The role of LP and rIL-12 in sustaining the frequency of CD4⁺ IFN-γ-producing T cells after vaccination and infection. In the same experiment as in Fig. 1, draining lymph node cells were pooled from groups of vaccinated mice (n = 6–8 per group) that were challenged with L. major either 2 weeks (A) or 12 weeks (B) after primary immunization. Lymph node cells were harvested 6 weeks after infection. The frequency of LACK-specific IFN-γ- and IL-4-producing cells was assessed by intracellular cytokine as described in Materials and Methods. (C) In a separate experiment, draining lymph node cells were pooled from groups of vaccinated mice (n = 6–8 per group) challenged with L. major 12 weeks after primary immunization.

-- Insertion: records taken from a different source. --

PR #3579, opened 2020-08-27
Review tunnel

Mussuranae:
Review the tunnel, fix little bug and display correctly some informations, css also


styles/components/mat-list.scss
```diff
@@ -7,6 +7,11 @@
   $background: map-get($theme, background);
   $foreground: map-get($theme , foreground);
 
+  // use mainly for the sidenav in movie tunnel, I can't override this in the component, it has to be at the style root.
+  .mat-list-base .mat-list-item .mat-list-item-content {
+    padding: 0px;
```
joanofdart, line 12: no need for "px" on "0"

joanofdart (approved):

PR #3586, opened 2020-08-28
feat(prepareForTesting): show warning if needed .env vars are missing

george43g:
I don't know if this solution is way overkill. I could simply do an `if` `then` `console.log` if you prefer.


phpgeekfr (approved):
LGTM !

PR #3593, opened 2020-08-31
Fix image ref being undefined

RemcoSimonides:
Fix for error on sentry: https://sentry.io/organizations/cascade-8/issues/1850806475/?project=1540126&referrer=slack


phpgeekfr (approved):
Should do the trick but I would like to find some `uids` causing this ..

phpgeekfr:
Found it : MHDMpU3oKteg5Y2k4Jx7LDBxL8U2

PR #3595, opened 2020-09-01
refactor(backend-ops): general bug fixes and code cleanup, moved load…

george43g:
…AdminServices

- refactored out initialisation code
- small bug fixes

- this is branched from my other pull request george/prepareForTesting so we should merge this first then that (I wanted to retain my work from there as I've already done some refactoring I needed for this)


apps/backend-ops/src/firebaseSetup.ts
```diff
@@ -7,10 +7,11 @@ import { appUrl } from '@env';
 import { syncUsers, generateWatermarks } from './users';
 import { upgradeAlgoliaMovies, upgradeAlgoliaOrgs, upgradeAlgoliaUsers } from './algolia';
 import { migrate } from './migrations';
-import { restore, loadAdminServices } from './admin';
+import { restore } from './admin';
+import { loadAdminServices } from "@blockframes/firebase-utils";
 import { cleanDeprecatedData } from './db-cleaning';
 import { cleanStorage } from './storage-cleaning';
-import { syncStorage } from './syncStorage';
+// import { syncStorage } from './syncStorage';
```
GrandSchtroumpf, line 14: If you don't need, remove

libs/firebase-utils/src/lib/util.ts
```diff
@@ -1,3 +1,7 @@
+import * as admin from 'firebase-admin';
```
GrandSchtroumpf, line 1: Maybe call the file "utils" with a "s" as there are several tools.

libs/firebase-utils/src/lib/util.ts
```diff
@@ -21,3 +25,58 @@ export function warnMissingVars(): void | never {
...
+
+export interface AdminServices {
+  auth: admin.auth.Auth;
+  db: admin.firestore.Firestore;
+  storage: admin.storage.Storage;
+  firebaseConfig: { projectId: string };
+  ci: admin.app.App;
+}
+
+export let app: admin.app.App;
```
GrandSchtroumpf, line 39: I don't feel comfortable exporting a mutable object. I would recommend not to do it.

libs/firebase-utils/src/lib/util.ts
```diff
@@ -21,3 +25,58 @@ export function warnMissingVars(): void | never {
...
+export let ci: admin.app.App;
+
+export function loadAdminServices(): AdminServices {
+  config();
+  warnMissingVars()
```
GrandSchtroumpf, line 44: You forgot a semi colon ;)

tools/scripts/upload-db.ts
```diff
@@ -1,48 +1,28 @@
...
-  cert = process.env.FIREBASE_CI_SERVICE_ACCOUNT;
-}
-
-admin.initializeApp({
-  storageBucket: backupBucket,
-  projectId: firebase.projectId,
-  credential: admin.credential.cert(cert)
-});
-const storage = admin.storage();
+const ciStorage = loadAdminServices().ci.storage();
```
GrandSchtroumpf, line 7: Wouldn't it better to put it in the function ?

GrandSchtroumpf (changes requested):

libs/firebase-utils/src/lib/util.ts
george43g: Interesting point,
If you read nx documentation on how they recommend people structure and name their libs, it's counter-intuitive but interesting.
So for example, if we had firebase-utils, you'll allow the directory structure to group libs together that share a purpose.
So you could have:
`libs/util (general global js utils)`
`libs/firebase/util (utils for firebase)`
`libs/firebase/testing (test related stuff with firebase)`
`libs/firebase/testing/cypress (hold firebase cypress plugins)`
`libs/firebase/testing/util (hold firebase testing utils)`
`libs/festival-e2e/components (hold angular components/modults)`
In the above example, you would have many folders called `util` but their context determines their purpose.

apps/backend-ops/src/firebaseSetup.ts
george43g: It's commented out in the function as well, so if it's re-introduced so will the import. Are we getting rid of that function all together?

libs/firebase-utils/src/lib/util.ts
george43g: Ahh sorry I didn't see this - this was a remnant from the refactoring feature of vscode

apps/backend-ops/src/firebaseSetup.ts
phpgeekfr: syncStorage will be uncommented once migration 31 is passed and some tests have been done on it. So you can leave it I think

tools/scripts/upload-db.ts
george43g: when ci app is used, we don't know which parts of it are going to be needed.
Ideally you'd have an object like:
```
{ project, app, projectCI, appCI } 
```
We could do similar to clean up the use of `env/**` - seems like a future thing. lmk.

phpgeekfr (changes requested):
When running the tests, I get : 
```
Test suite failed to run

    TypeScript diagnostics (customize using `[jest-config].globals.ts-jest.diagnostics` option):
    apps/backend-ops/src/db-cleaning.spec.ts:16:10 - error TS2305: Module '"./admin"' has no exported member 'loadAdminServices'.

    16 import { loadAdminServices } from './admin';
```
npm run firebase:emulator
npx jest apps/backend-ops/src/storage-cleaning.spec.ts 
npx jest apps/backend-ops/src/db-cleaning.spec.ts

george43g:
ahh the tests! Tottally forgot about that!

george43g:
So every time `loadAdminServices` is called it will try to connect to the CI environment as well. The ideal way to write this function is to make it dynamic somehow, ie, CI is only initialised when it is explicitly called. Otherwise this could result in errors down the line.

Issue #3592, opened 2020-08-31
Admin panel - Prepare external support


Jackseed:
## Description
An external company will act as our client support. We will only give them access to admin panel so they don't use firebase directly. 
They should start working early September, we need to update admin panel before that. 

## Features and updates requested
- [x] Org import (/c/o/dashboard/import), contact email shouldn't be necessary

maltmayer:
- [ ] event invitation through CRM : should come from the org organizing the screening, not Archipel Content. 
![image](https://user-images.githubusercontent.com/55785823/91712534-34ac2d00-eb88-11ea-836e-2ebfc48d17bc.png)

maltmayer:
- [ ] "change user role in an org" function does not work

maltmayer:
- [ ] pages take a lot of time to load, would be great to optimize that

- [ ] remember filters/research through navigation (when we go back to previous page, would be great to retrieve the filter used for the search, otherwise we keep researching the same things over and over again)

maltmayer:
- [ ] would be great to have 2 options to create orgs : 1. through import, 2. one by one manually (just like for movies on the dashboard)

Jackseed:
- [ ] Heavy but important: we need to add a delete button (+ confirmation dialog) on users. The delete should delete the user and all corresponding entry in the db (id in org userIds, invitations, notifications,...)

RemcoSimonides:
A combination of Pagination, Filtering and Sorting isn't possible to make. Therefore we need to come up with a different solution to improve performance. Here are some of the options;

1. Remove filtering functionality or focus filtering on only one field (or select a field you want to filter on)
2. Remove sorting functionality (by switching to Algolia)
3. Remove distribution rights count & contracts count from movies, and user role from users

Hopefully soon I'll come up with more solutions... to be continued

RemcoSimonides:
- [ ] Move user from one org to another without invitation

PR #3599, opened 2020-09-01
Organization email no longer required

RemcoSimonides:
Fix first to do in issue #3592

### DIFF
--- a/libs/import/src/lib/components/view-extracted-elements/organizations/view-extracted-organizations.component.ts
+++ b/libs/import/src/lib/components/view-extracted-elements/organizations/view-extracted-organizations.component.ts
@@ -239,6 +239,17 @@ export class ViewExtractedOrganizationsComponent implements OnInit {
     // REQUIRED FIELDS
     //////////////////
 
+    // EMAIL
+    if (!organization.email) {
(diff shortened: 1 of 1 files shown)


libs/import/src/lib/components/view-extracted-elements/organizations/view-extracted-organizations.component.ts
```diff
@@ -239,17 +239,6 @@ export class ViewExtractedOrganizationsComponent implements OnInit {
     // REQUIRED FIELDS
     //////////////////
 
-    // EMAIL
-    if (!organization.email) {
-      importErrors.errors.push({
```
phpgeekfr, line 244: You can also transform it to `warning` if needed

phpgeekfr (approved):
It you tested some import & it worked, LGTM ;)

libs/import/src/lib/components/view-extracted-elements/organizations/view-extracted-organizations.component.ts
RemcoSimonides: I like that idea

In this experiment, supplemental treatment with rIL-12 was done in a manner similar to that described in Fig. 1. (D) Groups of mice (n = 6–8 per group) were initially vaccinated and boosted with LP plus rIL-12 (primary immunization), and the frequencies of CD4⁺ IFN-γ-producing cells was determined 1 and 4 weeks after the primary immunization. In three groups of mice vaccinated with LP plus rIL-12, a single supplemental treatment with LP, rIL-12, or both was given 2 weeks after primary immunization, and the frequency of CD4⁺ IFN-γ-producing cells was determined 2 weeks later (4 weeks post-primary immunization).

Figure 3

The role of endogenous IL-12 in the induction and maintenance of CD4⁺ IFN-γ-producing cells after LACK DNA vaccination. In two independent experiments, the frequency of LACK-specific CD4⁺ IFN- or IL-4-producing cells was assessed from pooled (n = 6–8 per group) draining lymph node cells 1 week (A) and 2 weeks (B) after primary immunization with LACK DNA with or without treatment with a single dose of anti-IL-12 (1 mg) i.p. or isotype-matched control antibody. In a third experiment (C), the frequency of LACK-specific CD4⁺ IFN-γ-producing cells was determined from draining lymph node cells of LACK- and control DNA-vaccinated mice 2 or 3 weeks after primary immunization. In this experiment, a single injection of anti-IL-12 was given to LACK DNA-vaccinated mice 2 weeks after primary immunization. (D) In a separate experiment, the frequency of LACK-specific CD4⁺ IFN-γ- and IL-4-producing cells was determined from pooled lymph node cells from LACK DNA or control DNA (n = 6–8) vaccinated mice 6 weeks after infectious challenge. In this experiment, a group of LACK DNA-vaccinated mice were treated with a single injection of anti-IL-12 at the time of infection.

Figure 4

The role of IL-12 in sustaining IL-12Rβ2 expression and control of infection in wild-type and IL-12^−/− BALB/c mice after infection with L. major. Groups of wild-type BALB/c or IL-12^−/− mice (n = 6–8 per group) were infected with L. major as described above. In some groups of mice, treatment with rIL-12 (1 μg) i.p. was initiated at the time of infection and was continued for the following 4 days for a total treatment of 5 days. A group of IL-12^−/− mice initially treated with IL-12 for 5 days was given supplemental treatment weekly with rIL-12 (1 μg) i.p. for the next 5 weeks. Weekly footpad swelling measurements were recorded by using a metric caliper.